Toute histoire commence un jour, quelque part. Situation initiale, passion guimauve, trahisons tordues, nœud de problèmes comme on aimerait pas en vivre ; des hauts et des bas, des déclarations un peu gauches, des tirages d’affaires adroits, une chevauchée épique qui présage des ébats et un final en color motion sur du Etienne Daho. Objectif : vous arracher un « c’était hyper sympa, on a passé un super moment » chargé en émotions lors de vos dîners entre amis.

Bien sûr, il y a aussi l’histoire avant l’histoire. Le brouillon. Les bavardages. Les tâches d’encres sur papier buvard, les erreurs, les digressions et les écarts d’âges. Mais ça, on ne la montre pas. Personne n’aurait envie de se faire livrer une version des 147 prototypes de son lave-vaisselle « pour mieux comprendre l’objet ».

Vous vous imaginez recevoir une compilation des meilleurs couacs de votre chanteuse préférée ? Aucun intérêt. À la rigueur, les ratés, c’est bon pour les bêtisiers à la fin d’un film, pour voler la célébrité aux perchistes et maintenir dans l’ombre quelques obscurs figurants.

Et ça fait toujours du travail pour nos conservateurs de musées qui peuvent s’extasier une fois l’an de la découverte absolument exceptionnelle d’un gribouillis du Maître sous l’épaisse couche de peinture d’un tableau. Comme ils sont contents, alors, de nous bassiner en exhibant fièrement l’intimité de l’œuvre éternelle, de pointer du doigt les tentatives avortées, signes de la maturation créatrice du Génie. Oh ! le Maître était avant tout un homme, incertain et tâtonnant comme nous le sommes, nous, pauvres crapauds de fond de mare ! C’est important de ménager le bonheur des autres, ça fait grandir par procuration.

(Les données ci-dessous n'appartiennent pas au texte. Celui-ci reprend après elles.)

PR #2555, opened 2022-08-05
Fix some deserialization issues around job requests

timtay-microsoft:
IoT hub is inconsistent with the json key value for these fields across different jobs APIs (schedule update twin, get job, query jobs, etc.) so we need a bit of flexibility when deserializing the ScheduledJob type.

Also marking an optional field (MaxExecutionTime) as nullable


iothub/service/src/Jobs/ScheduledJob.cs
```diff
@@ -24,24 +24,93 @@ public class ScheduledJob
         [JsonProperty(PropertyName = "queryCondition", NullValueHandling = NullValueHandling.Ignore)]
         public string QueryCondition { get; internal set; }
 
+        /// <summary>
+        /// Scheduled job start time in UTC.
+        /// </summary>
+        [JsonProperty(PropertyName = "createdDateTimeUtc", NullValueHandling = NullValueHandling.Ignore)]
```
brycewang-microsoft, line 30: "createdDateTimeUtc" or "CreatedTimeUtc"? seems inconsistent

drwill-ms: Is this a duplicate of the next property?

drwill-ms: https://msazure.visualstudio.com/One/_git/Azure-IoT-Hub-Main?path=/swagger/2021-11-30/Service_2021-04-12.json&version=GBmaster&line=2477&lineEnd=2478&lineStartColumn=1&lineEndColumn=1&lineStyle=plain&_a=contents

drwill-ms (changes requested):
I need to walk through these changes with you as I'm too confused and have some questions.

If different jobs have different fields, perhaps we should have different data model classes for them rather than try to have one that works for all?

timtay-microsoft:
> If different jobs have different fields, perhaps we should have different data model classes for them rather than try to have one that works for all?

David and I chatted about this a bit, and the big drawback to that plan is that we'd expose different return types to the user for job's APIs such as

```csharp
QueriedScheduledJob job1 = await serviceClient.Query.CreateAsync<QueriedJob>("SELECT * FROM devices.jobs");
ScheduledJob job2 = await serviceClient.Jobs.GetAsync("someJobId");
```

where QueriedScheduledJob and ScheduledJob have mostly the same fields (jobId, status, type, queryCondition, etc.) but differ on a few auxiliary fields (which date times are present, mostly).

For our user's sake, I'd rather we return the same ScheduledJob type regardless of if they used "query" or "get" to see it for simplicity. 

If we accept that, then the question becomes if we need two deserialization classes with largely duplicated code or if we just take the approach I've implemented in this PR to allows for 2 different json key's to deserialize into the same field.

iothub/service/src/Jobs/ScheduledJob.cs
timtay-microsoft: I've reworked this a little with David

drwill-ms (approved):

iothub/service/src/Jobs/JobRequest.cs
```diff
@@ -52,26 +52,24 @@ public class JobRequest
...
-        public TimeSpan MaxExecutionTime { get; set; }
+        public TimeSpan? MaxExecutionTime { get; set; }
 
         [JsonProperty(PropertyName = "maxExecutionTimeInSeconds", DefaultValueHandling = DefaultValueHandling.IgnoreAndPopulate)]
-        internal long MaxExecutionTimeInSeconds
+        internal long? MaxExecutionTimeInSeconds
         {
-            get => (long)MaxExecutionTime.TotalSeconds;
-            set => MaxExecutionTime = TimeSpan.FromSeconds(value);
+            get => MaxExecutionTime?.Seconds;
```
abhipsaMisra, line 71: Looks like we're changing the logic from this representing the TimeSpan as seconds to this representing the seconds component of the TimeSpan. Is this intentional? If yes, then a comment calling this out would be useful since generally we expect the SDK to use the TimeSpan total milliseconds value, and not just the TimeSpan.Seconds component.

iothub/service/src/Jobs/ScheduledJob.cs
```diff
@@ -27,35 +27,68 @@ public class ScheduledJob
...
         /// Scheduled job start time in UTC.
         /// </summary>
-        [JsonProperty(PropertyName = "createdTime", NullValueHandling = NullValueHandling.Ignore)]
+        [JsonProperty(PropertyName = "createdDateTimeUtc", NullValueHandling = NullValueHandling.Ignore)]
         public DateTime? CreatedTimeUtc { get; internal set; }
 
+        // Some service Jobs APIs use "createdTime" as the key for this value and some others use "createdDateTimeUtc".
+        // This private field is a workaround that allows us to deserialize either "createdTime" or "createdDateTimeUtc"
+        // as the created time value for this class and expose it either way as CreatedTimeUtc.
+        [JsonProperty(PropertyName = "createdTime")]
```
abhipsaMisra, line 36: Does this need any null value handling configuration?

iothub/service/src/Jobs/ScheduledJob.cs
```diff
@@ -27,35 +27,68 @@ public class ScheduledJob
...
+        [JsonConverter(typeof(StringEnumConverter))]
```
abhipsaMisra, line 37: Q - is this StringEnumConverter something we define? How is this being used in the context of this DateTime field?

iothub/service/src/Jobs/JobRequest.cs
timtay-microsoft: This was not intentional. I'll change this to MaxExecutionTime?.**Total**Seconds

iothub/service/src/Jobs/ScheduledJob.cs
timtay-microsoft: I'll add the config to make it ignore if null

iothub/service/src/Jobs/ScheduledJob.cs
timtay-microsoft: This comes from Newtonsoft for converting string json values into enum types that we define. It was a copy-paste accident that this attribute was given to a non-enum type like DateTime, so I'll remove it.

Comme on n’a pas toutes les clés pour accéder à leurs univers, ça reste une idée qu’on pourrait avoir. Un jour, en se trompant. Mais pourquoi pas. Il y a des moments fondateurs. Sans lesquels tout est flou. Des étapes indispensables qui nous habillent et nous témoignent. Qu’est-ce qui différencie un pompier d’un juge, d’un prêtre quand ils sont nus ?

Moi, sur le carnet de mon histoire, il y a quelques temps, toute écriture aurait été clairement illisible. Des pages entières gribouillées et noircies nerveusement, pour rien, jusqu'à transpercer le papier. Chaque point que je fais sur cette époque ressemble à une vilaine tâche d'encre. Sombre, indésirable, salissante.

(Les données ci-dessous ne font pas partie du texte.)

PR #2562, opened 2022-08-08
Remove dead code and unnecessary abstraction

drwill-ms:


iothub/device/src/Common/Fx.cs
```diff
@@ -41,22 +32,6 @@ public static ExceptionTrace Exception
             }
         }
 
-        // Do not call the parameter "message" or else FxCop thinks it should be localized.
-        [Conditional("DEBUG")]
-        public static void Assert(bool condition, string description)
```
drwill-ms, line 46: Silly methods like this (and next) were unnecessary abstractions over a well-known built-in library.

andyk-ms (approved):

iothub/device/tests/Transport/ServerWebSocketChannel.cs
```diff
@@ -249,7 +249,7 @@ async Task HandleCloseAsync()
             {
                 await CloseAsync().ConfigureAwait(false);
             }
-            catch (Exception) //when (!ex.IsFatal())
+            catch (Exception) //when (!Fx.IsFatal(ex))
```
timtay-microsoft, line 252: Remove the comment?

timtay-microsoft (approved):

iothub/device/tests/Transport/ServerWebSocketChannel.cs
drwill-ms: I thought about that. I wonder why it was commented out.

I didn't take the time to investigate why so I figured I might leave it in case there was a reason to restore it.

Thoughts? Feel it is safe to delete?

Mais ça vous regarde pas vraiment. Penses-tu. Après tout, Blanche-Neige aurait très bien pu être une ado punk, qu’est-ce que ça pourrait bien vous faire ? Tant qu’elle trouve ça normal de vivre avec sept petits mecs dans une cabane au fond d’un jardin, qu’elle s’embrouille avec la folle à la pomme et que son mec arrive, en bon prince, juste trop tard pour être d’une quelconque utilité, on s’en fiche, non ?

C’est l’histoire qui compte, la rencontre, le mariage, pas les préparatifs.

Et justement, ma vie entière a pris un tournant quand j’ai rencontré Salim. À ma sortie du centre de réhabilitation et de formation où le juge m’avait placé, c’est à lui qu’on m’a confié. On avait à peine franchi les portes qu’il a allumé sa cigarette et qu’il m’a dit, très brut : « Écoute, ce que je t’offre maintenant, c’est une nouvelle vie. J’ai besoin de toi et tu vas m’aider, c’est tout. Je te prends un mois à l’essai. Les deux derniers, ils ont pas su s’adapter, et on les a renvoyés d’où tu viens. J’ai beaucoup d’attentes, et j’ai aucune envie de me coltiner un emmerdeur qui n’en fasse qu’à sa tête. C’est clair ? »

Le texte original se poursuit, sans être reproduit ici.